To return to our previous example of Cheap Luxury, let's say
the stock has a dividend yield of 2.5 percent, on top of the
previously mentioned 7.5 percent earnings growth rate. In that
case, the PEGGY becomes 15 divided by (7.5+2.5), or 15/10, which
works out to 1.5.

I was introduced to PEGGY through some research prepared by
Morgan Stanley Dean Witter & Co. quantitative analyst David
Lipschutz.
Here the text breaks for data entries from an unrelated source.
PR #133, opened 2022-05-30
Feat: Improve SQL escaping

Meldiron:
- Fix problems with reserved keywords such as `order`
- Implement bunch of tests to test for reserved keywords


tests/Database/Adapter/MariaDBTest.php
```diff
@@ -39,6 +39,27 @@ static function getAdapterRowLimit(): int
...
+            'create',
+            'delete',
+            'update',
+            'table',
+            'from',
+            'by',
+            'in'
+        ];
+    }
+
```
TorstenDittmann, line 62: I don't think this needs to be a function, it can be a property of the class 👍🏻

stnguyen90: Btw, here's the list of reserved keywords for mariadb: https://mariadb.com/kb/en/reserved-words/

eldadfux: I think it make sense, this forces us to provide the list in each adapter. This way tests coverage can be much better.

eldadfux (approved):

TorstenDittmann (approved):

PR #144, opened 2022-06-22
Fix: Required string structure validator

Meldiron:
Currently, you can pass an empty string into a string attribute that is required. This is not expected behavior. This PR makes empty sting invalid in the required string attribute.

0 for integer still works, true/false for boolean still works.

- [x] Added new tests


Meldiron:
We consider this intended behavior. Closing the PR

PR #145, opened 2022-06-23
Fix: Internal attribute protection

Meldiron:
PR makes sure library users cannot edit internal attributes when updating documents.

- [ ] Implement new tests


Meldiron:
Closing PR to keep this logic appwrite-specific. That allows more migration capabilities.

Meldiron:
Just revisited this. Good think we made this appwrite-specific. We are now considering allowing updating dates ($createdAt, $updatedAt) from Server SDK.

PR #147, opened 2022-06-25
Fix avoid duplicate permissions

gepd:
Currently if you pass duplicate permission to `updateDocument` you will get `Error: Document already exists`

```js
const read = ["user:abc", "user:cde", "user:abc"];
updateDocument("collection","documentId", { key: "value"}, read); // Error: Document already exists
```

This is because [this lines](https://github.com/utopia-php/database/blob/main/src/Database/Adapter/MariaDB.php#L594-L601) doesn't remove the duplicate items:

```js
$readAdded = array_diff($document->getRead(), $permissions['read']);
$writeAdded = array_diff($document->getWrite(), $permissions['write']);
```

I have used `array_unique` in `getRead` and `getWrite` as this way we make sure we always get unique permission when we request permissions

### DIFF
--- a/src/Database/Document.php
+++ b/src/Database/Document.php
@@ -78,7 +78,7 @@ class Document extends ArrayObject
      */
     public function getRead(): array
     {
-        return array_unique($this->getAttribute('$read', []));
+        return $this->getAttribute('$read', []);
     }
 
     /**
@@ -86,7 +86,7 @@ class Document extends ArrayObject
      */
     public function getWrite(): array
     {
-        return array_unique($this->getAttribute('$write', []));
+        return $this->getAttribute('$write', []);
     }
 
     /**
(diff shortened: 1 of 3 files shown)


src/Database/Document.php
```diff
@@ -78,15 +78,15 @@ public function getCollection(): string
      */
     public function getRead(): array
     {
-        return $this->getAttribute('$read', []);
+        return array_unique($this->getAttribute('$read', []));
```
Meldiron, line 81: Can we please add tests to check this functionality? Best way to check:

1. Remove these changes
2. Write tests that you expect to fail
3. Tests fail
4. Re-implement this
5. Run tests
6. Tests pass

gepd: done!

TorstenDittmann (approved):

PR #151, opened 2022-07-13
feat: index validation without order

TorstenDittmann:
Ignores query order for validation.

These Queries are Allowed:
- A,B,C
- A,C,B
- B,A,C
- B,C,A
- C,A,B
- C,B,A

Previous implementation only allowed following Queries:
- A,B,C

This will make Indexes more accessible 👍🏻

### DIFF
--- a/tests/Database/Validator/QueriesTest.php
+++ b/tests/Database/Validator/QueriesTest.php
@@ -254,60 +254,6 @@ class QueriesTest extends TestCase
         ]));
     }
 
-    public function testCoveringIndexQueries()
-    {
-        $validator = new Queries($this->queryValidator, [new Document([
-            '$id' => 'testindex5',
-            'type' => 'key',
-            'attributes' => [
-                'title',
-                'price',
-                'rating'
-            ],
-            'orders' => []
-        ])], true);
-
-        // Test for SUCCESS
-        $this->assertTrue($validator->isValid([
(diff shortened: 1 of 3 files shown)


tests/Database/Validator/QueriesTest.php
```diff
@@ -164,46 +167,146 @@ public function tearDown(): void
...
+            Query::parse('price.lesserEqual(6.50)'),
+            Query::parse('year.lesserEqual(2002)')
+        ]));
+
+        $this->assertFalse($validator->isValid([
+            Query::parse('rating.lesserEqual(2002)'),
+            Query::parse('price.lesserEqual(6.50)')
+        ]));
+    }
+
```
fogelito, line 303: $this->assertFalse($validator->isValid([
            Query::parse('price.greaterEqual(7.5)'),
            Query::parse('price.lesserEqual(6.50)')
        ]));
will this require 2 indexes of "price"?

TorstenDittmann: Added it 👍🏻 

Is working as expected 🙂

eldadfux:
For the sake of our records. This PR has changed to tackle only the index orders limitation. Queries with proper indexes will be accepted now regardless of the attributes order inside the index.

Covering indexes if accepted, will be tackled in a separate PR.

eldadfux (approved):

PR #153, opened 2022-07-15
Feat: Queries Gen 2

Meldiron:
Implementation of new queries syntax.

Goal of new implementation: https://github.com/appwrite/appwrite/discussions

- [x] Existing tests updated
- [x] Implemented new tests


src/Database/Query.php
```diff
@@ -140,106 +105,130 @@ public static function isOperator(string $value): bool
...
+            $param = substr($param, 1, -1); // Remove '' or ""
+            return $param;
+        }
+
+        // Unknown format
+        return $param;
     }
 }
+
+Query::$TYPE_ALIASES = [
```
eldadfux, line 227: This is an anti-pattern. + we can and should treat aliases similar to how we use regular methods to help reduce complexity of this class.

src/Database/Validator/QueryValidator.php
```diff
@@ -90,32 +90,32 @@ public function getDescription(): string
     public function isValid($query): bool
     {
         // Validate operator
-        if (!in_array($query->getOperator(), $this->operators)) {
-            $this->message = 'Query operator invalid: ' . $query->getOperator();
+        if (!in_array($query->getMethod(), $this->operators)) {
```
eldadfux, line 93: If we move from operators to methods we should adapt the terminology library-wide.

eldadfux (changes requested):
Some thoughts:
1. We should try and make the Query class behave closer to our external API for consistency, we can have the same existing constructor with some factory method to represent different methods. 
2. I feel the Query interface can tell a better story. A lot of the new methods could be private, and expose a ,ore intuitive interface, I would love to rethink the structure together.

tests/Database/Validator/QueriesTest.php
```diff
@@ -104,8 +104,8 @@ public function setUp(): void
 
         $this->queryValidator = new QueryValidator($attributes);
 
-        $query1 = Query::parse('title.notEqual("Iron Man", "Ant Man")');
-        $query2 = Query::parse('description.equal("Best movie ever")');
+        $query1 = Query::parse('notEqual("title", ["Iron Man", "Ant Man"])');
+        $query2 = Query::parse('equal("description", "Best movie ever")');
```
stnguyen90, line 108: @Meldiron, would you please make sure to have a test for text with a comma to address https://github.com/appwrite/appwrite/issues/3089? Foe example:

```php
 $query = Query::parse('equal("text", ["Contains,Comma", "No Comma"])');
 ```

stnguyen90 (changes requested):

Meldiron:
Closing in favour of new branch `2.1`

src/Database/Query.php
Meldiron: We simplified aliases. Tho we can't support the page now, the system is much simpler. We can allow complex aliases in future iterations.

tests/Database/Validator/QueriesTest.php
Meldiron: Addressed.

src/Database/Validator/QueryValidator.php
Meldiron: Adapted. All operators renamed to methods.

PR #155, opened 2022-07-19
Feat attr datetime

fogelito:
Adding new Class DateTime for PHP \Datetime changes from Unix time to DateTime easily


src/Database/DateTime.php
```diff
@@ -0,0 +1,74 @@
...
+     * @param string|null $datetime
+     * @return bool
+     */
+    public static function isValid(?string $datetime): bool
+    {
+        if (empty($datetime)) {
+            return false;
+        }
+
+        if(!preg_match("/(\d{4})-(\d{2})-(\d{2}) (\d{2}):(\d{2}):(\d{2})/", $datetime)){
```
TorstenDittmann, line 29: Why do we need this?

Shouldn't the `new \DateTime(...)` take care of this?

src/Database/DateTime.php
```diff
@@ -0,0 +1,74 @@
+<?php
+
+namespace Utopia\Database;
+
+use Exception;
+
+class DateTime
```
TorstenDittmann, line 7: We need Unit tests for this 👍🏻

src/Database/DateTime.php
```diff
@@ -0,0 +1,74 @@
...
+{
+    protected static string $format = 'Y-m-d H:i:s';
```
TorstenDittmann, line 9: I think we can start using more precision now 👍🏻 what precision can work for all Databases?

src/Database/Validator/DatetimeValidator.php
```diff
@@ -0,0 +1,78 @@
+<?php
+
+namespace Utopia\Database\Validator;
+
+use Utopia\Validator;
+
+class DatetimeValidator extends Validator
```
TorstenDittmann, line 7: We should be able to use the Validator in `src/`

src/Database/DateTime.php
fogelito: ok!

fogelito: yep 3 :)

In a report dated March 26, he offered a list of 65
''most attractive and lowest-PEGY stocks.''

Lipschutz and Bernstein use projected earnings growth rates
(over the coming five years) in their PEG and PEGY ratios.
Because I distrust analysts' projections (too much straight-line
extrapolation into the future), I prefer ratios based on a
stock's historical earnings growth rate.

Old and New Favorites

Among the stocks on Lipschutz's list are a few I have
mentioned favorably in this space -- Keane Inc., Arrow
Electronics Inc. and Dana Corp. There are also a large number of
stocks I haven't previously looked into but now would like to.

For example, World Color Press, according to Morgan Stanley
Dean Witter, has a P/E ratio of 10.7, an anticipated growth rate
of 16.7 percent, and a PEGGY of 0.64. The Greenwich, Connecticut,
company does printing and related tasks for magazine, book and
other publishers. It has 48 facilities around the U.S. Having
spent the first half of my professional life as a journalist, I
can tell you the company has an excellent reputation for quality
work.

Canadian National Railway Co., based in Montreal, operates
some 64,000 railroad cars carrying grain, wood, coal and other
products on close to 14,000 miles of track in Canada and the U.S.
Morgan Stanley Dean Witter puts its P/E ratio at 7.3 and its
growth rate at 12.4, with a PEGGY of 0.53. (The Bloomberg News
description of the company shows a PEGGY of 0.96, which is
attractive but not as glaringly so. Different databases will
often have varying figures, particularly for the estimated growth
rate.)

A company that particularly surprised me was Revlon, the New
York-based cosmetics giant. Morgan Stanley Dean Witter assigns it
a remarkably low PEGGY of 0.36, based on an 8.8 P/E ratio and a
24.7 percent estimated growth rate. I think analysts are too
optimistic on the growth rate, but I'm intrigued, nevertheless.
Cautionary note: Revlon has posted losses recently, and as of
year-end 1998 it had debt far exceeding stockholders' equity.

Struggling Milacron, a Cincinnati-based maker of such
prosaic products as grinding wheels and industrial magnets, has
rebound potential, in my view. The Lipschutz report gave it a P/E
of 7.2 and a growth rate of 11.9, with a PEGGY of 0.49. I'm old
enough to remember when this was a hot-concept company that would
revolutionize the world with its manufacturing robots. There
aren't many major stocks around selling for less than half their
price in 1981. But if $40.13 was too high 18 years ago, it's just
possible that the current price of $16.56 is too low.